Je t’écris de Carcassonne dans la bonne humeur et la fête ; un texte de Claude Marti, poète et ancien chanteur occitan.

C’était en français, mâtiné par endroits de quelques mots d’occitan et plus nombreux en Espagnol pour colorer l’histoire d’une période en partie heureuse au travers de celle d’une famille dans laquelle-comme chez tout un chacun-, l’on naît, grandit, meurt et affronte les vicissitudes de la vie et de l’histoire à naître ou en train de s’écrire, soit les années de l’entre- deux guerres 1919 -1936. Autant événements comme la montée du nazisme, le Front populaire la guerre civile en Espagne, tout aussi bien que l’arrivée du jazz que de la première machine à laver et du réfrigérateur ou encore du tandem pour les congés payés. La musique du petit orchestre accompagnait l’air du temps ou en  amplifiait le rythme. Ce théâtre dans les vignes  y attire aussi un public scolaire à tel point qu’il a fallu  élargir la petite route et refaire les parapets du pont afin que le car conduisant les élèves aux représentations puisse passer. La programmation est  ambitieuse et de qualité. Prochaine pièce : Macbeth (The notes) d’après Macbeth de Shakespeare par la Cie des Petites Heures.Voilà comment le petit pays revit et se retrouve à la cantine pour boire  un ballon de rouge, un café ou un jus de pomme aini que des crêpes ; le tout servi bien évidemment par  ceux qui encadrent cette initiative. Mais l’expérience qui dure depuis deux ans serait menacée par l’arrêt de subvention, à la saison prochaine.

Aucun élu n’était dans l’ancien chai servant de théâtre. Serions-nous en campagne ? Ce jour-là, elle ne se faisait pas au théâtre. La culture serait-elle l’absente du débat.

J’y ai,  avec bonheur,  retrouvé plusieurs habitués de la librairie d’autrefois.
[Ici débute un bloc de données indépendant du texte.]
PR #1397, opened 2023-06-13
Fix chord symbol centering for short chords

### LINKED ISSUE #1396: Short Chord Symbols: Improve Centering of label
Short chord symbols like "C" (compared to e.g. "Dmaj7") can appear off-center:
before:
image

after:
image

The reason was that they are positioned at the start of the staff entry's bounding box (its x-position), which is usually slightly to the left of the notehead's left edge (due to the margin), instead of in the center of the notehead.

Now short chord symbols are pushed slightly to the right.
**This x-shift is not applied to longer chord symbols** (e.g. Eb7), because their length shifts their visual center right already, and a further shift could cause chord symbol overlaps or the start appearing too far to the right.

See the first measures of our OSMD Function Test - Chord Symbols, before the change:
image

The "G" here appeared off-center (now fixed), but the D7 and Eb7 were fine (unchanged post-fix as their width is > 2).
(the "G" has width ~1.44, the "D7" ~2.44)

post-fix:
image

Settings:
```js
osmd.EngravingRules.ChordSymbolExtraXShiftForShortChordSymbols = 0.3; // default. set to 0 to disable this new x-shift
osmd.EngravingRules.ChordSymbolExtraXShiftWidthThreshold = 2.0; // default. chords with a width larger than this (e.g. Dmaj7) do not get the new x-shift.
```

Hier, le retour en train- après une heure de car au départ de Castelnaudary-, me réservait une surprise. Le Ter de Toulouse à Gourdon, certes vilainement barbouillé et visiblement en bout de course égrenait telles des perles tombées d’un collier, des noms savoureux que je n’avais pas retenus ou jamais entendus ; je ne sais. Oubliés, je ne suis pas sûre ; ces noms de gare m’auraient donc échappés ou les trains pris auparavant ne s’y étaient jamais arrêtés ? Probable aussi, mon attention avait été retenue ailleurs. Mais quel plaisir d’ainsi entendre égrapper:  St Jory, je connaissais, enfin une tante y avait été institutrice; Grisolles chante à l’oreille et la même tante en avait parlé aussi avec beaucoup de tendresse dans la voix ; un des siens devait y habiter, peut-être, Castelnau d’ Estretefond tout à fait occitan qui serait : Château neuf de l’étroite fontaine (bien qu’il y ait un d au lieu d’un t). En tout cas, L’accès devait y être difficile.
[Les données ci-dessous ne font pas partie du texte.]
PR #1401, opened 2023-06-14
fix tuplets not on single beam not bracketed

### LINKED ISSUE #1400: Tuplets (e.g. triplets) with rest note or not on one beam not bracketed
Tuplets not on one beam are not bracketed by default (if not given in the XML), which can create ambiguity and is a mistake according to Gould, like the first triplet here:

image

(On first sight it might look like the first note is a full rest note, but it's actually part of the tuplet)

fIxed:
image

The second triplet is a good example of the bracket being unnecessary and not used by most scores/engravers.

This also applies to unbeamed triplets:
before:
image

after:
image

new test sample:
image

Gould - Behind Bars (THE reference on engraving) says the bracket is necessary if the notes aren't all on one single beam:

image

sschmidTU:
Fixes #1400


sschmidTU:
Now the XML value (bracket='no' or 'yes') is respected by default again. (this was broken in this PR before the most recent commit)

If we set `osmd.EngravingRules.TupletsBracketedUseXMLValue = false`:
image

with `true` (default), we get the desired rendering as before the PR:
image

sample: `test_slurs_long_steep_arc_flattening_chopin.musicxml`

sschmidTU:
Current visual diff is exactly what we wanted to change:
before:
image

Dieupantel me laisse plus perplexe et m’intrigue ; j’avais entendu Dieu et Tantale mais le panneau derrière la vitre fuyante m’enlève tout scénario possible et je me demanderai longtemps ce que cela peut bien vouloir dire. Je chercherai plus tard.

Et alors Montauban –Ville-Bourbon, c’est tout de suite plus exotique. Je crois bien que je ne l’avais jamais entendu .L’Intercité ne nous donne pas autant d’occasion de s’émerveiller ou de s’interroger de la sorte . Le Ter nous incite à nous intéresser à la toponymie quand l’Intercité est là pour ne pas nous faire perdre trop de temps.
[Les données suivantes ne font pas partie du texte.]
PR #1408, opened 2023-06-20
Fix short lyrics not looking vertically centered below notes. Fix dash overlap in short intervals

### LINKED ISSUE #1407: Short Lyrics Not Vertically Centered Well (look slightly left-shifted)
before:
image

after:
image

[test_lyrics_centering.zip](https://github.com/opensheetmusicdisplay/opensheetmusicdisplay/files/11802256/test_lyrics_centering.zip)

solution: shift very short lyrics slightly to the right.

New EngravingRules:
```js
osmd.EngravingRules.LyricsExtraXShiftForShortLyrics = 0.5;
osmd.EngravingRules.LyricsExtraXShiftForShortLyricsWidthThreshold = 1.4; // width of '+': 1.12, 'II': 1.33 (benefits from x-shift), 'III': 1.99 (doesn't benefit)
```

`III` (width: 1.99) already looks centered without x-shifting:
image

Of course this could be made more granular by having a gradient of x-shift between certain widths, but the difference here would be academic, maybe about 1-2 pixels in a lot of cases.

This is very similar to #1396, just for lyrics and not chord symbols.

sschmidTU:
Fixes #1407

### DIFF
--- a/src/MusicalScore/Graphical/EngravingRules.ts
+++ b/src/MusicalScore/Graphical/EngravingRules.ts
@@ -189,6 +189,12 @@ export class EngravingRules {
     public LyricsHeight: number;
     public LyricsYOffsetToStaffHeight: number;
     public LyricsYMarginToBottomLine: number;
+    /** Extra x-shift (to the right) for short lyrics to be better vertically aligned.
+     * Also see ChordSymbolExtraXShiftForShortChordSymbols, same principle, same default value.
+     */
+    public LyricsExtraXShiftForShortLyrics: number;
+    /** Threshold of the lyric entry's width below which the x-shift is applied. Default 1.4. */
+    public LyricsExtraXShiftForShortLyricsWidthThreshold: number;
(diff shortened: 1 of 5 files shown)


sschmidTU:
Visual diffs are fine now, almost all improvements.
[diff_lyrics-centering-short-notes-prcommit4_y-pos-fix.zip](https://github.com/opensheetmusicdisplay/opensheetmusicdisplay/files/11804829/diff_lyrics-centering-short-notes-prcommit4_y-pos-fix.zip)

The only slightly suboptimal change is that the dash in Beethoven Geliebte measure 4 could be slightly more to the right, but it's quite minor, and x-position is quite sensitive currently (also see Mozart/Holzer measure 11-12, Christbaum measure 9 and 11. It's hard to find a solution that distinguishes these cases and is ideal for all of them)

Also, it would be nicer, more flexible and more precise to use a GraphicalRectangle instead of a GraphicalLabel with the `-` character. But that's more of a refactor unless we need the higher precision and flexibility, as the current solution is fine.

Si seulement nous pouvions conserver toutes les petites lignes qui permettent à « notre territoire » -comme se plaisent à dire et à redire nos politiques-, de continuer à se déplacer donc à vivre et à s’ouvrir à l’autre, aussi.

A l’arrivée aux Biastres, je remarque que les gros bourgeons marron glacé et collants du marronnier avaient éclaté. Ils avaient bien commencé à se dégrafer pour laisser les petites feuilles se déplisser avec soin mais aujourd’hui j’y vois les futurs lampions déjà bien avancés.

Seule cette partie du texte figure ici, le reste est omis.